[Data items]
◆ ◆ ◆ ◆ ◆ ◆ ◆
PR #303, opened 2017-11-01
Bugfix validation messages for admin service editing

TheDoubleK:
The toolkit version of the validation masthead understands how to show errors for multiquestions, so I swapped the template out to use that.
And the bit that shows individual questions also needed to pass errors through to multiquestions to get the bars next to the individual fields.

The xpath stuff in the new test could probably be neater, but it has taken me hours (considerably longer than the fix itself) to get this test working properly, so only suggest changes if you have the **exact code** that would be better - no vague Xpath hints please :p

Also update API client because there were `print` statements in error handling in the currently imported version 😕 

# BEFORE
screen shot 2017-11-01 at 18 44 29

# AFTER
screen shot 2017-11-01 at 18 42 25

### DIFF
--- a/app/templates/edit_section.html
+++ b/app/templates/edit_section.html
@@ -31,28 +31,19 @@
   %}
     {% include "toolkit/page-heading.html" %}
   {% endwith %}
+
   {% if errors %}
-    <div class="validation-masthead">
-      <h2 class="validation-masthead-heading">
-        There were problems with your response to the following questions:
-      </h2>
-      <ul>
-        {% for question in section.questions %}
-          {% if question.id in errors %}
-            <li>
-              <a class="validation-masthead-link" href="#{{ question.id }}">{{ question.question }}</a>
-            </li>
-          {% endif %}
-        {% endfor %}
-      </ul>
-    </div>
+    {% with errors = errors.values() %}
+      {% include 'toolkit/forms/validation.html' %}
+    {% endwith %}
   {% endif %}
+
   <form method="post" enctype="multipart/form-data">
     <div class="grid-row">
       <div class="column-two-thirds">
         <div style="display:none;"><input id="csrf_token" name="csrf_token" type="hidden" value="{{ csrf_token() }}"></div>
         {% for question in section.questions %}
-          {% if errors and errors[question.id] %}
+          {% if errors and errors[question.id] or question.type == 'multiquestion' %}
             {{ forms[question.type](question, service_data, errors) }}
           {% else %}
             {{ forms[question.type](question, service_data, {}) }}
--- a/tests/app/main/views/test_services.py
+++ b/tests/app/main/views/test_services.py
@@ -574,6 +574,56 @@ class TestServiceUpdate(LoggedInApplicationTest):
         assert response.status_code == 302
 
     @mock.patch('app.main.views.services.data_api_client')
+    def test_service_update_with_multiquestion_validation_error(self, data_api_client):
+        data_api_client.get_service.return_value = {'services': {
+            'id': 1,
+            'supplierId': 2,
+            'frameworkSlug': 'g-cloud-9',
+            'lot': 'cloud-hosting',
+            'serviceFeatures': [
+                "bar",
+            ],
+            'serviceBenefits': [
+                "foo",
+            ],
+        }}
+        mock_api_error = mock.Mock(status_code=400)
+        mock_api_error.json.return_value = {
+            "error": {"serviceBenefits": "under_10_words", "serviceFeatures": "under_10_words"}
+        }
+        data_api_client.update_service.side_effect = HTTPError(mock_api_error)
+
+        response = self.client.post(
+            '/admin/services/1/edit/service-features-and-benefits',
+            data={
+                'serviceFeatures': 'one 2 three 4 five 6 seven 8 nine 10 eleven',
+                'serviceBenefits': '11 10 9 8 7 6 5 4 3 2 1',
+            },
+            follow_redirects=True
+        )
+        assert data_api_client.update_service.call_args_list == [(
+            (
+                '1',
+                {
+                    'serviceFeatures': ['one 2 three 4 five 6 seven 8 nine 10 eleven'],
+                    'serviceBenefits': ['11 10 9 8 7 6 5 4 3 2 1'],
+                },
+                'test@example.com',
+            ),
+            {},
+        )]
+
+        document = html.fromstring(response.get_data(as_text=True))
+
+        validation_banner = document.xpath("//div[@class='validation-masthead']//text()[normalize-space(.) != '']")
+        validation_banner_text = ' '.join([elem.strip() for elem in validation_banner])
+        validation_errors = [error.strip() for error in document.xpath("//span[@class='validation-message']//text()")]
+        assert response.status_code == 400
+        assert validation_banner_text == "There was a problem with your answer to: Service benefits Service features"
+        assert "You can’t write more than 10 words for each feature." in validation_errors
+        assert "You can’t write more than 10 words for each benefit." in validation_errors
+
+    @mock.patch('app.main.views.services.data_api_client')
     def test_service_update_with_assurance_questions(self, data_api_client):
         data_api_client.get_service.return_value = {'services': {
             'id': 567,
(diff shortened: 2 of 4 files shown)


app/templates/edit_section.html
```diff
@@ -31,28 +31,19 @@
   %}
     {% include "toolkit/page-heading.html" %}
   {% endwith %}
+
   {% if errors %}
-    <div class="validation-masthead">
-      <h2 class="validation-masthead-heading">
-        There were problems with your response to the following questions:
```
katstevens: Do we care about pluralisation here? The toolkit template uses the singular by default, so if we answer two questions wrong on the same page, the message is 

```
There was a problem with your answer to: 
Thing 1 
Thing 2
```

If we prefer the toolkit's singular version (I think it's probably better than pluralisation by default!), do we have any other pluralised error messages lurking around that need changing?

app/templates/edit_section.html
```diff
@@ -31,28 +31,19 @@
   %}
     {% include "toolkit/page-heading.html" %}
   {% endwith %}
+
   {% if errors %}
-    <div class="validation-masthead">
-      <h2 class="validation-masthead-heading">
```
katstevens: The toolkit template replaces this `<h2>` heading with an `<h1>`. We end up with two h1s on the page. This seems... bad? And also... happening in a lot of places?

tests/app/main/views/test_services.py
```diff
@@ -574,6 +574,56 @@ def test_service_update_with_one_service_feature(self, data_api_client):
...
+
+        document = html.fromstring(response.get_data(as_text=True))
+
+        validation_banner = document.xpath("//div[@class='validation-masthead']//text()[normalize-space(.) != '']")
+        validation_banner_text = ' '.join([elem.strip() for elem in validation_banner])
+        validation_errors = [error.strip() for error in document.xpath("//span[@class='validation-message']//text()")]
+        assert response.status_code == 400
+        assert validation_banner_text == "There was a problem with your answer to: Service benefits Service features"
+        assert "You can’t write more than 10 words for each feature." in validation_errors
+        assert "You can’t write more than 10 words for each benefit." in validation_errors
```
katstevens: I think we can be more exact in asserting both the masthead (with its bookmark links) and the errors. Something like:

```
validation_banner_h1 = document.xpath("//h1[@class='validation-masthead-heading']//text()")[0].strip()
assert validation_banner_h1 == "There was a problem with your answer to:"

validation_banner_links = [
    (anchor.text_content(), anchor.get('href')) for anchor in document.xpath("//a[@class='validation-masthead-link']")
]
assert validation_banner_links == [
    ("Service benefits", "#serviceBenefits"),
    ("Service features", "#serviceFeatures")
]

validation_errors = [error.strip() for error in document.xpath("//span[@class='validation-message']//text()")]
assert validation_errors == [
    "You can’t write more than 10 words for each feature.",
    "You can’t write more than 10 words for each benefit."
]
```

Going to the effort of doing this revealed to me that a) there are two h1 elements in the page, b) the list of bookmark links in the masthead is in a different order to the questions! I think the latter's a known bug, but I had forgotten about it until just now...

app/templates/edit_section.html
TheDoubleK: Ooh, good spot.  Not sure of the best way out here...

app/templates/edit_section.html
TheDoubleK: I think the toolkit version is better (it's certainly newer).  As to whether there are other messages about... quite possibly.  I can have a look in this app for now.

tests/app/main/views/test_services.py
TheDoubleK: That rings a bell.  It might be a problem that was fixed in supplier app, but I'm not sure, will check it out.

app/templates/edit_section.html
TheDoubleK: **TL;DR** I think this is legit as it is.

Actually, I remember there was a long and involved discussion about this with Tom Byers when he was here.  We ended up agreeing that two H1's on the page are the best thing in this case (yep, honestly...).  I *think* the reasoning went something like this: for accessibility purposes it is generally good practice to have only one H1 on a page.  But in the case where there's an error on the page that you need to fix before you can continue then that is the most important thing you need to know at that point in time, and so is deserving of an H1.

I think this template pattern was only built for G-Cloud 9 submissions, and @samuelhwilliams and @galund might remember the discussion? (Or I might have just dreamed it up).

tests/app/main/views/test_services.py
TheDoubleK: Many thanks for not making vague suggestions BTW 😸

app/templates/edit_section.html
TheDoubleK: There are no obvious others anywhere in this repo.

app/templates/edit_section.html
samuelhwilliams: Not sure I recognise this template, so might have been George.

app/templates/edit_section.html
samuelhwilliams: Would be nice if the toolkit version pluralised itself if appropriate.

app/templates/edit_section.html
TheDoubleK: Looking at the commit history, the swap to H1 was in line with guidance from GOV.UK elements: https://github.com/alphagov/digitalmarketplace-frontend-toolkit/commit/07f13f8fb6a963f7e87357f71b94e990f40d944c#diff-4388d17aabba821f10d7ca1a64c1e797

app/templates/edit_section.html
katstevens: As long as it's consistent I think the toolkit version is fine for now (perhaps pluralisation is a nice 20% project for someone?).

app/templates/edit_section.html
TheDoubleK: Although the GOV.UK elements page seems to have downgraded it to an H2 again these days.  I don't think fixing this is part of this bugfix though.

app/templates/edit_section.html
TheDoubleK: I think the singular version works just fine with a list of things under it?

app/templates/edit_section.html
katstevens: Drawing attention to the validation makes sense I suppose. I guess as long as it doesn't confuse the styling or any JS then it's not a blocker (I certainly don't want to make an old discussion any longer / more involved than it has been!)

TheDoubleK: We try to keep in step with GOV.UK thinking on most things like this I think, but it's a moving target and without anyone dedicated to the frontend it's hard for us to keep up. (Changes are the sort of thing one might pick up in the weekly frontend meeting if we had anyone who attended it.)

There probably is a piece of work to be done in bringing our templates into line with most recent GOV.UK styles. (Which would drop this back to an H2), but I think right now by me isn't the time.

tests/app/main/views/test_services.py
```diff
@@ -615,13 +615,23 @@ def test_service_update_with_multiquestion_validation_error(self, data_api_clien
...
+            (anchor.text_content(), anchor.get('href')) for anchor in
+            document.xpath("//a[@class='validation-masthead-link']")
+        ]
+        assert validation_banner_links == [
+            ("Service benefits", "#serviceBenefits"),
+            ("Service features", "#serviceFeatures")
+        ]
+
         validation_errors = [error.strip() for error in document.xpath("//span[@class='validation-message']//text()")]
-        assert response.status_code == 400
```
katstevens: Ooops - did I delete the 400 status assertion?

TheDoubleK: All my fault I'm sure.  Will put it back.

app/templates/edit_section.html
katstevens: Fair enough!

tests/app/main/views/test_services.py
TheDoubleK: I looked at the ordering thing but supplier app doesn't deal with it that I can see.  I think we leave it as-is for now.

tests/app/main/views/test_services.py
TheDoubleK: It's back!

katstevens: \o/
◆ ◆ ◆ ◆ ◆ ◆ ◆
• TASK TO COMPLETE
Stopping at the line containing "And the bit", please repeat exactly every line from the very start of the entries, that line included, and nothing more.

• SOLUTION TO THE EXERCISE
PR #303, opened 2017-11-01
Bugfix validation messages for admin service editing

TheDoubleK:
The toolkit version of the validation masthead understands how to show errors for multiquestions, so I swapped the template out to use that.
And the bit that shows individual questions also needed to pass errors through to multiquestions to get the bars next to the individual fields.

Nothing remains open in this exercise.